# Work request
Your response should reproduce every line of the entries that contains the word "optional".

# Supplied records
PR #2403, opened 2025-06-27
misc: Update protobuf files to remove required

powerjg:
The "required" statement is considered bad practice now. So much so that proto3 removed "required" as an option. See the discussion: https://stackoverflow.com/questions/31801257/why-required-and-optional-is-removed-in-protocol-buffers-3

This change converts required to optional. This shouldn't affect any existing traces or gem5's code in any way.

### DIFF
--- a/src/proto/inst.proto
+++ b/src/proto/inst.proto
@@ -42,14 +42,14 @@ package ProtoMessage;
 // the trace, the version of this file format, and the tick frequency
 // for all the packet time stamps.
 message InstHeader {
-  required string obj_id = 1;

# Solved problem
The "required" statement is considered bad practice now. So much so that proto3 removed "required" as an option. See the discussion: https://stackoverflow.com/questions/31801257/why-required-and-optional-is-removed-in-protocol-buffers-3
This change converts required to optional. This shouldn't affect any existing traces or gem5's code in any way.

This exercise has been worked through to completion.